PR #1062, opened 2020-10-27
Introduce calendar systems to time

ryzokuken:
Fixes: #522 

/cc @ptomato


polyfill/lib/date.mjs
```diff
@@ -256,18 +256,27 @@ export class Date {
...
+    const hour = GetSlot(temporalTime, ISO_HOUR);
+    const minute = GetSlot(temporalTime, ISO_MINUTE);
+    const second = GetSlot(temporalTime, ISO_SECOND);
+    const millisecond = GetSlot(temporalTime, ISO_MILLISECOND);
+    const microsecond = GetSlot(temporalTime, ISO_MICROSECOND);
+    const nanosecond = GetSlot(temporalTime, ISO_NANOSECOND);
+    const timeCalendar = GetSlot(temporalTime, CALENDAR);
+
+    let calendar;
+    if (dateCalendar.toString() !== timeCalendar.toString() && dateCalendar.toString() === 'iso8601') {
```
ptomato, line 274: Use `ES.CalendarEquals()` and `ES.CalendarToString()` here.

I'm also not sure the logic is correct - what if the calendars are different and neither of them are ISO? I think it should throw in that case.

polyfill/lib/datetime.mjs
```diff
@@ -650,15 +660,15 @@ export class DateTime {
     if (!ES.IsTemporalDateTime(this)) throw new TypeError('invalid receiver');
     return {
       calendar: GetSlot(this, CALENDAR),
-      hour: GetSlot(this, HOUR),
+      isoHour: GetSlot(this, ISO_HOUR),
```
ptomato, line 663: From what I understood from Ms2ger, these should be re-alphabetized.

polyfill/lib/time.mjs
```diff
@@ -1,32 +1,30 @@
...
 
+import { GetISO8601Calendar } from './calendar.mjs';
 import { ES } from './ecmascript.mjs';
 import { DateTimeFormat } from './intl.mjs';
 import { GetIntrinsic, MakeIntrinsicClass } from './intrinsicclass.mjs';
 
 import {
-  ISO_YEAR,
-  ISO_MONTH,
-  ISO_DAY,
```
ptomato, line 10: I think these three lines still need to be in here.

polyfill/lib/time.mjs
```diff
@@ -404,37 +412,62 @@ export class Time {
...
+    const hour = GetSlot(this, ISO_HOUR);
+    const minute = GetSlot(this, ISO_MINUTE);
+    const second = GetSlot(this, ISO_SECOND);
+    const millisecond = GetSlot(this, ISO_MILLISECOND);
+    const microsecond = GetSlot(this, ISO_MICROSECOND);
+    const nanosecond = GetSlot(this, ISO_NANOSECOND);
+    const timeCalendar = GetSlot(this, CALENDAR);
+
+    let calendar;
+    if (dateCalendar.toString() !== timeCalendar.toString() && timeCalendar.toString() === 'iso8601') {
```
ptomato, line 431: Same comment here as in Date.toDateTime.

polyfill/lib/time.mjs
```diff
@@ -404,37 +412,62 @@ export class Time {
...
     const fields = ES.ToTemporalTimeRecord(this);
     if (!fields) throw new TypeError('invalid receiver');
+    fields.calendar = GetSlot(this, CALENDAR);
     return fields;
   }
+  getISOFields() {
+    if (!ES.IsTemporalTime(this)) throw new TypeError('invalid receiver');
+    return {
+      calendar: GetSlot(this, CALENDAR),
+      isoHour: GetSlot(this, ISO_HOUR),
```
ptomato, line 450: These should be alphabetized.

ptomato (commented):
This is looking good, is the plan to merge it and work on PRs for documentation and spec separately, or add those to this PR?

I do think that tests for `time.getISOFields()` should be added as part of this PR though.

As well, we could consider adding a calendar to `test/usercalendar.mjs` that exercises this functionality.

polyfill/lib/calendar.mjs
```diff
@@ -116,6 +157,18 @@ export class Calendar {
...
+    throw new Error('not implemented');
+  }
+  minute(time) {
+    void time;
+    throw new Error('not implemented');
+  }
+  second(time) {
+    void time;
+    throw new Error('not implemented');
+  }
```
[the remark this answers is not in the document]
ryzokuken: ouch, I have no idea why/how I missed those. Thanks!

polyfill/lib/time.mjs
ryzokuken: I removed these as part of one of my refactors, but then undid it to make the patch cleaner. This must've slipped through.

polyfill/lib/calendar.mjs
```diff
@@ -68,6 +89,26 @@ export class Calendar {
...
+  timeSubtract(time, duration, options, constructor) {
+    void time;
+    void duration;
+    void options;
+    void constructor;
+    throw new Error('not implemented');
+  }
+  timeDifference(one, two, options) {
```
ptomato, line 106: Sorry I didn't think of this before - I think we should name this `timeUntil` since we are renaming `dateDifference` to `dateUntil` in my PR as well.

polyfill/lib/calendar.mjs
```diff
@@ -158,6 +223,22 @@ class ISO8601Calendar extends Calendar {
     ({ year, month, day } = ES.RegulateDate(year, month, day, overflow));
     return new constructor(year, month, day, this);
   }
+  timeFromFields(fields, options, constructor) {
```
ptomato, line 226: I also didn't think of this before, but should the ISO calendar have an implementation of `timeAdd`, `timeSubtract`, and `timeUntil`?

polyfill/lib/datetime.mjs
```diff
@@ -449,18 +449,18 @@ export class DateTime {
     const roundingIncrement = ES.ToTemporalRoundingIncrement(options, maximumIncrements[smallestUnit], false);
 
     let { deltaDays, hours, minutes, seconds, milliseconds, microseconds, nanoseconds } = ES.DifferenceTime(
```
ptomato, line 451: I think this needs to be moved into `ISO8601Calendar.timeUntil()` and that method needs to be called here.

ptomato (changes requested):
Sorry, I missed the first time around, that Time.add, Time.subtract, Time.until, and Time.since need to use calendar.timeAdd, calendar.timeSubtract, calendar.timeUntil.

polyfill/lib/date.mjs
```diff
@@ -8,12 +8,12 @@ import {
...
   ISO_DAY,
-  HOUR,
-  MINUTE,
-  SECOND,
-  MILLISECOND,
-  MICROSECOND,
-  NANOSECOND,
+  ISO_HOUR,
+  ISO_MINUTE,
+  ISO_SECOND,
```
justingrant, line 13: For seconds and smaller units, do they need to be calendar-aware?  Are there any use cases we know about that require calendar-specific measurement of seconds or nanoseconds? Or are we just making them calendar-aware for consistency?

polyfill/lib/calendar.mjs
```diff
@@ -68,6 +89,26 @@ export class Calendar {
...
     throw new Error('not implemented');
   }
+  timeAdd(time, duration, options, constructor) {
+    void time;
+    void duration;
+    void options;
+    void constructor;
+    throw new Error('not implemented');
+  }
+  timeSubtract(time, duration, options, constructor) {
```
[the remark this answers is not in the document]
justingrant: Related: #1066 (for dates). But if we're adding time methods for the first time, why not just have one?

justingrant:
I didn't review this deeply because I'm not familiar enough with the implementation, but I left a few notes. 

One other related thing I noticed: the phrase "calendar units" shows up in a bunch of places in Temporal polyfill code and a few places in the spec. In the past these were synonyms for "may not be fixed-length units" but now that *all* units are calendar units, we probably need a different term to replace "calendar units" with. How about "fixed-length units" and "variable-length units" ?

polyfill/lib/date.mjs
ptomato: I think we should probably rename them to ISO in any case, but yes it does seem that there should not be use cases where 1000 milliseconds ≠ 1 second.

polyfill/lib/calendar.mjs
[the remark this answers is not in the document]
ptomato: The original calendar draft had only one add() and one subtract() method. I can't remember exactly, but it may not be possible to combine dateAdd() and timeAdd() since the allowed ranges for all the Plain types are different. But it may be possible to keep that range checking in the callers.

polyfill/lib/datetime.mjs
```diff
@@ -445,18 +445,18 @@ export class DateTime {
...
-      GetSlot(this, HOUR),
```
ptomato, line 448: `this` and `other` are swapped here. That is probably where the test failures are coming from.

polyfill/lib/datetime.mjs
```diff
@@ -233,16 +233,13 @@ export class DateTime {
...
-    ({ hour, minute, second, millisecond, microsecond, nanosecond } = ES.RegulateTime(
-      hour,
-      minute,
-      second,
-      millisecond,
-      microsecond,
-      nanosecond,
-      overflow
-    ));
+    const time = calendar.timeFromFields(fields, options, GetIntrinsic('%Temporal.Time%'));
```
ptomato, line 236:
```suggestion
    const time = calendar.timeFromFields(fields, { overflow }, GetIntrinsic('%Temporal.Time%'));
```
I think we are normally creating a new options object to pass to the calendar methods instead of passing through the user-supplied one.

polyfill/lib/datetime.mjs
```diff
@@ -444,19 +441,9 @@ export class DateTime {
...
-      GetSlot(this, MICROSECOND),
-      GetSlot(this, NANOSECOND),
-      GetSlot(other, HOUR),
-      GetSlot(other, MINUTE),
-      GetSlot(other, SECOND),
-      GetSlot(other, MILLISECOND),
-      GetSlot(other, MICROSECOND),
-      GetSlot(other, NANOSECOND)
+    let { days: deltaDays, hours, minutes, seconds, milliseconds, microseconds, nanoseconds } = calendar.timeUntil(
+      this.toTime(),
```
ptomato, line 445: These should be abstract operations so that the call to `toTime` isn't observable (though feel free to defer this to your next PR)

polyfill/lib/ecmascript.mjs
```diff
@@ -1140,6 +1161,17 @@ export const ES = ObjectAssign({}, ES2020, {
     const cal2 = ES.CalendarToString(two);
     return cal1 === cal2;
   },
+  ConsolidateCalendars: (one, two) => {
+    const sOne = ES.CalendarToString(one);
+    const sTwo = ES.CalendarToString(two);
+    if (sOne === sTwo || sOne === 'iso8601') {
```
ptomato, line 1167: I thought we had removed the special handling of the ISO calendar as a "null" calendar everywhere else ­— double check with @sffc who probably remembers better than I do.

polyfill/lib/time.mjs
```diff
@@ -146,137 +157,35 @@ export class Time {
...
   }
   until(other, options = undefined) {
     if (!ES.IsTemporalTime(this)) throw new TypeError('invalid receiver');
     other = ES.ToTemporalTime(other, Time);
+    const calendar = GetSlot(this, CALENDAR);
+    const otherCalendar = GetSlot(other, CALENDAR);
+    const calendarId = ES.CalendarToString(calendar);
+    const otherCalendarId = ES.CalendarToString(otherCalendar);
+    if (calendarId !== otherCalendarId) {
+      throw new RangeError(`cannot compute difference between dates of ${calendarId} and ${otherCalendarId} calendars`);
```
ptomato, line 186:
```suggestion
      throw new RangeError(`cannot compute difference between times of ${calendarId} and ${otherCalendarId} calendars`);
```

polyfill/lib/time.mjs
```diff
@@ -337,6 +233,14 @@ export class Time {
   since(other, options = undefined) {
     if (!ES.IsTemporalTime(this)) throw new TypeError('invalid receiver');
     other = ES.ToTemporalTime(other, Time);
+    const calendar = GetSlot(this, CALENDAR);
+    const otherCalendar = GetSlot(other, CALENDAR);
+    const calendarId = ES.CalendarToString(calendar);
+    const otherCalendarId = ES.CalendarToString(otherCalendar);
+    if (calendarId !== otherCalendarId) {
+      throw new RangeError(`cannot compute difference between dates of ${calendarId} and ${otherCalendarId} calendars`);
```
ptomato, line 241:
```suggestion
      throw new RangeError(`cannot compute difference between times of ${calendarId} and ${otherCalendarId} calendars`);
```

polyfill/lib/zoneddatetime.mjs
```diff
@@ -370,16 +370,16 @@ export class ZonedDateTime {
     const tz = GetSlot(this, TIME_ZONE);
     return {
       calendar: GetSlot(this, CALENDAR),
-      hour: GetSlot(dt, HOUR),
+      hour: GetSlot(dt, ISO_HOUR),
```
ptomato, line 373: Rename these fields to `iso` as well.

polyfill/lib/time.mjs
```diff
@@ -292,20 +201,7 @@ export class Time {
...
-      GetSlot(this, NANOSECOND),
-      GetSlot(other, HOUR),
-      GetSlot(other, MINUTE),
-      GetSlot(other, SECOND),
-      GetSlot(other, MILLISECOND),
-      GetSlot(other, MICROSECOND),
-      GetSlot(other, NANOSECOND)
-    );
+    let { hours, minutes, seconds, milliseconds, microseconds, nanoseconds } = calendar.timeUntil(this, other);
     ({ hours, minutes, seconds, milliseconds, microseconds, nanoseconds } = ES.RoundDuration(
```
ptomato, line 205: This is going to be a lot of work, but I believe RoundDuration will need to round according to the calendar's length of hours and minutes? It's fine to not block this PR on it.

polyfill/test/usercalendar.mjs
```diff
@@ -224,29 +224,61 @@ describe('Userland calendar', () => {
...
+    // years, 10-day months, 864-hour days, 10-minute hours and 10-second
+    // minutes, and the year zero is at the Unix epoch.
+    function decimalToISO(year, month, day, hour = 0, minute = 0, second = 0, overflow = 'constrain') {
       if (overflow === 'constrain') {
         if (month < 1) month = 1;
         if (month > 10) month = 10;
         if (day < 1) day = 1;
         if (day > 10) day = 10;
+        if (hour < 1) hour = 1;
+        if (hour > 864) hour = 864;
```
ptomato, line 236:
```suggestion
        if (hour < 0) hour = 0;
        if (hour > 863) hour = 863;
```

ptomato (approved):
I'm afraid that Duration rounding and balancing will be a big missing part of this, but let's make sure that what is in this PR can be merged soon.

polyfill/lib/datetime.mjs
ryzokuken: @ptomato check the `dateFromFields` call *right* above this. It passes in `options` directly. I spotted a lot of such issues early-on and even made a few refactor commits that I later dropped to keep this PR as small and on-topic as possible. Should I fix all sites in this PR, or would a single follow-up that takes care of all such cases suffice?

polyfill/lib/datetime.mjs
ryzokuken: Will do!

polyfill/lib/ecmascript.mjs
ryzokuken: I'll reach out to @sffc about this, thanks.

polyfill/lib/time.mjs
ryzokuken: Thanks! Copy+paste gone wrong. Fixed.

polyfill/lib/time.mjs
ryzokuken: Same as above. Thanks!

polyfill/lib/zoneddatetime.mjs
ryzokuken: Yes! Done.

polyfill/lib/time.mjs
ryzokuken: Well, wasn't the plan to keep Durations ISO-only? But I think I get your point more or less. Since `Time.p.add(duration)` interprets the duration in a calendar-specific manner, `Time.p.until` should produce a Duration based on the calendar. Let's make an issue to discuss this more in detail and land this? We can either generalize this as `calendar.durationRound` or just add the logic to the `until`/`since` methods on the calendar.

polyfill/test/usercalendar.mjs
ryzokuken: Fixed reject, but somehow missed this one! Thanks.

ryzokuken:
IIUC, all outstanding comments have been addressed and this should be ready to merge. However, a couple of things need to be worked out in follow-ups. In the meantime, I'd also start working on the spec text and docs for this change. Thanks everyone!

Ms2ger:
Travis is having issues, so I tested locally before merging.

--- --- ---

_Task details_. Copy only this part of the entries above: the line with "justingrant: Related: #1066", the line with "I didn't review", and the lines between, all exactly as written.

_Exercise answer_.
justingrant: Related: #1066 (for dates). But if we're adding time methods for the first time, why not just have one?

justingrant:
I didn't review this deeply because I'm not familiar enough with the implementation, but I left a few notes. 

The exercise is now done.